- Pottsville Location within Texas Pottsville Location within the United States
- Coordinates: 31°40′24″N 98°19′32″W﻿ / ﻿31.67333°N 98.32556°W
- Country: United States
- State: Texas
- County: Hamilton
- Elevation: 1,322 ft (403 m)
- Time zone: UTC-6 (Central (CST))
- • Summer (DST): UTC-5 (CDT)
- ZIP codes: 76565
- GNIS feature ID: 1344442

= Pottsville, Texas =

Pottsville is an unincorporated community located in western Hamilton County in Central Texas, United States.

==History==
Named for early settler John Potts, who was a shepherd, the community was founded as a dry town in 1872 when Edmund T. Goggin donated land for the townsite. A post office was established in 1879. Pottsville has undergone multiple catastrophes: every business was burned in a 1913 fire, and great damage was done by a 1944 tornado, which killed one person. The local cotton gin closed in 1931. The community had a population of 200 in 1947 and had four businesses. It went up to 312 in the 1980s with three churches, a feed store, a mill, a garage, a store, and a beauty parlor. It remained at 312 in 1990 and went down to 100 in 2000.

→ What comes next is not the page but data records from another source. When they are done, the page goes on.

PR #297, opened 2018-07-30
add remoteDebugProxy to descaps

yfangsl:
All further info regarding this pull request can be found at appium/appium#10960

### DIFF
--- a/lib/commands/context.js
+++ b/lib/commands/context.js
@@ -174,7 +174,8 @@ extensions.getNewRemoteDebugger = async function () {
     bundleId: this.opts.bundleId,
     useNewSafari: this.useNewSafari(),
     pageLoadMs: this.pageLoadMs,
-    platformVersion: this.opts.platformVersion
+    platformVersion: this.opts.platformVersion,
+    remoteDebugProxy: this.opts.remoteDebugProxy
   });
 };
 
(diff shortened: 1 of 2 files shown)


imurchie:
Does this not need to be passed into the RemoteDebugger? 

https://github.com/appium/appium-ios-driver/blob/master/lib/commands/context.js#L172-L179

imurchie:
`appium-xcuitest-driver` uses parts of `appium-ios-driver`, and extends its functionality. If the cap is in `appium-ios-driver` then it will be accepted by both, as `appium-xcuitest-driver` pulls all the ios driver's caps and then adds some.

But both drivers implement a version of `getNewRemoteDebugger` because they need different parameters (like the socket path, which the ios driver knows nothing about, and should not know anything about):
* `appium-ios-driver`: https://github.com/appium/appium-ios-driver/blob/master/lib/commands/context.js#L172-L179
* `appium-xcuitest-driver`: https://github.com/appium/appium-xcuitest-driver/blob/master/lib/commands/context.js#L63-L73

ThomasFettSauce:
Thanks for the clarification!
Then I agree that we pass the capability also here, so that we cover both cases:
https://github.com/appium/appium-ios-driver/blob/master/lib/commands/context.js#L172-L179

yfangsl:
Got it, will add it in today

Potts' friend, Thomas Jefferson Burks, built a store in the community in 1877. Mail was delivered to the community from Hamilton by a mule-drawn carriage and then by a horse-drawn carriage. The community burned again in 1922.

Although Pottsville is unincorporated, it has a post office, with the ZIP code of 76565; the ZCTA for ZIP Code 76565 had a population of 142 at the 2000 census.

==Geography==
Pottsville lies at the intersection of Fm-218, 221, and 2842 on Cowhouse Creek, 11 mi west of the city of Hamilton, 96 mi southwest of Fort Worth, and 124 mi northwest of Austin in western Hamilton County.

===Climate===
The climate in this area is characterized by relatively high temperatures and evenly distributed precipitation throughout the year. The Köppen Climate System describes the weather as humid subtropical, and uses the abbreviation Cfa.

==Education==
Pottsville is within the Hamilton Independent School District. The Pottsville Independent School District merged into the Hamilton district on July 1, 1989. Its first school was founded in 1876 and remained operational in 1986. It had an elementary and high school during that decade.

==In popular culture==
The Jim Thompson novel Pop. 1280 takes place in a fictional town of Pottsville.